Sunday, October 28, 2007

Server Grid Option in Informatica 7.X

A server grid is a server object that distributes sessions in a workflow to servers based on server availability. Grid is used to o balance the server workload which increases workflow performance.

Multiple PowerCenter Servers can be added to grid. Grid maintains the connectivity between all servers connected in grid.

A server grid contains information about other servers in the grid. PowerCenter Server fetches the server grid object and creates a TCP/IP connection to the other servers in the grid.

Each server in the grid monitors the other servers to check connectivity status. As a result, the grid notifies each server when add, edit, or delete of any server in the grid.

If a PowerCenter Server loses its connection to the grid, it tries to reestablish a connection. When a PowerCenter Server cannot reestablish a connection to the grid, session and workflow completion depends on factors such as shut down mode and which server loses connectivity.

These servers can be classified into two categories based on the tasks they perform.

1. Master Server: The PowerCenter server to which workflow is assigned and run, is called as Master Server. Master server starts the workflow, runs all non-session tasks and assigns sessions to run on other servers in grid.
The master server distributes sessions that are ready to run to available worker servers in a round-robin fashion based on server availability.

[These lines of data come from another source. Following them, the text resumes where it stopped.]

PR #5767, opened 2023-06-18
Only merge changed instance params with rasterize 

### LINKED ISSUE #5358: In this example, OSM Tiles look great, then disappear!

```
conda list | grep -E "bokeh|geoviews|datashader|hvplot|holovies|panel"

bokeh                     2.4.3            py39hf3d152e_0    conda-forge
bokeh-root-cmd            0.1.2              pyhd8ed1ab_0    conda-forge
datashader                0.14.0             pyh6c4a22f_0    conda-forge
geoviews                  1.9.5              pyhd8ed1ab_0    conda-forge
geoviews-core             1.9.5              pyha770c72_0    conda-forge
hvplot                    0.8.0              pyh6c4a22f_0    conda-forge
jupyter-panel-proxy       0.1.0                      py_0    conda-forge
panel                     0.13.1             pyhd8ed1ab_0    conda-forge
```

OSM basemap tiles appear nicely, then disappear.  See 15s movie here: 
https://www.screencast.com/t/JhREGjulrH

Full reproducible notebook here:
https://nbviewer.org/gist/5818739f4aa65e6ed81b1f1501c1be82

Hoxbro:
Supersedes #5351
Fixes #5358

`rasterize` has `expand=True` as default, whereas  `regrid` has it as `expand=False`. When applying all the parameters from the rasterize class, `regrid` was set to have `expand=True`. 

This change makes it so only non-default values are used.

### DIFF
--- a/holoviews/operation/datashader.py
+++ b/holoviews/operation/datashader.py
@@ -29,10 +29,9 @@ from ..core import (
 from ..core.data import (
     Dataset, PandasInterface, XArrayInterface, DaskInterface, cuDFInterface
 )
-from ..core.data.util import compare
 from ..core.util import (
     cast_array_to_int64, cftime_types, cftime_to_timestamp,
-    datetime_types, dt_to_int, get_param_values
+    datetime_types, dt_to_int, get_param_values, isequal
 )
 from ..element import (Image, Path, Curve, RGB, Graph, TriMesh,
                        QuadMesh, Contours, Spikes, Area, Rectangles,
@@ -1381,7 +1380,7 @@ class rasterize(AggregationOperation):
         all_supplied_kws = set()
         non_default_params = {
             k: v for k, v in self.param.values().items()
-            if not compare(v, self.param[k].default)
+            if not isequal(v, self.param[k].default)
         }
         for predicate, transform in self._transforms:
             merged_param_values = dict(non_default_params, **self.p)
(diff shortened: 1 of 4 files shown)


holoviews/operation/datashader.py
```diff
@@ -1378,8 +1378,12 @@ def _process(self, element, key=None):
         # Potentially needs traverse to find element types first?
         all_allowed_kws = set()
         all_supplied_kws = set()
+        non_default_params = {
+            k: v for k, v in self.param.values().items()
+            if not isequal(v, self.param[k].default)
+        }
```
philippjfr, line 1384: Hmm, having trouble figuring out if this is really correct, it seems like since this is a `ParameterizedFunction` and instance values are never overridden then `non_default_params` will always be empty.

Hoxbro: One test fails when removing rasterize defaults: `test_segments_aggregate_sum_instance`. Which contains `rasterize.instance`. So by removing the default, this does not work:

``` python
import holoviews as hv
import numpy as np
import xarray as xr

hv.extension("bokeh")

da = xr.DataArray(
    np.arange(100.0).reshape(10, 10),
    coords=dict(x=np.arange(10.0), y=np.arange(10.0)),
)
ri = rasterize.instance(x_range=(-1, 10), y_range=(-1, 10))
ri(hv.Image(da))
```

Hoxbro: I have updated `non_default_params` to `instance_params` to take account for that in https://github.com/holoviz/holoviews/pull/5767/commits/046c2e0e63445f922f68b36ac025707be2318c4b. 

I have left `isequal` in as I feel it is a good util to have, even though it is not used in this PR anymore.

philippjfr (approved):
Looks good to me!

2. Worker Server: A worker server is a server that runs sessions assigned to it by a master server.
If a worker server is running the maximum number of concurrent sessions, the master server assigns another worker server to run the session. If all worker servers are running the maximum number of concurrent sessions, the master server places the session in its own ready queue.

By default, each PowerCenter Server in a server grid is both a master server and a worker server. This means that a server in a grid can distribute sessions to and receive sessions from every server in the grid.

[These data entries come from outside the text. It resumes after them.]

Issue #5789, opened 2023-07-01
Select_mask & decimate fail when dtype changes from numeric to datetime


chrisbotica:
#### ALL software version info
holoviews (working off of main)
panel 1.1.1
bokeh 3.1.1
tornado 6.3.2
python 3.10.8
same error on Windows 10/Replit unix/Mac 13.4

#### Description of expected behavior and the observed behavior

When changing the axis dtypes from datetime to float (and vice-versa) in a ```decimate(DynamicMap([]))``` two main bugs occur:
1. (in ```core/data/interface/select_mask```) The mask initialization fails to catch changing dtype (```not None```) 
2. (in ```operation/element/decimate```) The plot range in the decimate element (```self.p.range```) fails to update fast enough, as opposed to the element range (```element.range(0), element.range(1)```)

Will submit a pull request to address these two errors. 

Note that these errors are obscured by the larger DynamicMap-axis-change bug (#5405), but since I'm circumventing that by resetting the dmap (see background & code below), these two errors are uncovered. This is useful to fix now / keep in mind for later

Background: 
- Changing axis dtypes in a DynamicMap is super helpful, because it is a hv element and allows us to attach streams, make overlays, or apply any other hv element related function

The server grid distribution options can be set at the server level, workflow level, and session level. PowerCenter Servers specified at the session level override both server level and workflow level properties.

In below diagram, Master Server C distributes tasks/sessions to all other worker server (A & B), at the same time, if there is any non-session task, which will be executed on Master Server Only.


In Informatica 7.X, a single session can be assigned to only one Worker server to execute it. There is no provision to run a single session on multiple worker servers to improve performance.

Informatica 7.X Architecture

Informatica 7.X Architecture consists of mainly 3 components
   1. PowerCenter Client Tools
   2. Repository Server and Database
   3. PowerCenter Servers (pmserver)


PowerCenter Client Tools

The PowerCenter Client Applications are used
   1. to manage the repository
   2. to design mappings, mapplets,
   3. to create sessions to load the data
   4. to run and monitor workflows running on PowerCenter Server

A. Repository Server Administration Console.
A Repository Server can manage multiple repositories. So Administration Console is used to administer the Repository Servers and repositories.
Main tasks performed by Administration Console are
      a. Add, edit, and remove repository configurations
      b. Create/backup/copy/delete a repository
      c. Start, stop, enable, and disable repositories
      d. Upgrade Repository

B. Repository Manager.
Repository Manager is used to administer the metadata repository. Using Repository manager, user can manage repository users and groups, assign privileges and permissions, and manage folders and locks.

C. Designer.
Designer is used to create mappings that contain transformation instructions for the PowerCenter Server. User can import or create source and target definitions, create mapplets and mappings with appropriate business logic.

D. Workflow Manager.
Workflow Manager is used to create, schedule, and run workflows. A workflow is a set of instructions that describes how and when to run tasks related to extracting, transforming, and loading data. The PowerCenter Server runs workflow tasks according to the links connecting the tasks.

E. Workflow Monitor.
Workflow Monitor used to monitor scheduled and running workflows for each PowerCenter Server.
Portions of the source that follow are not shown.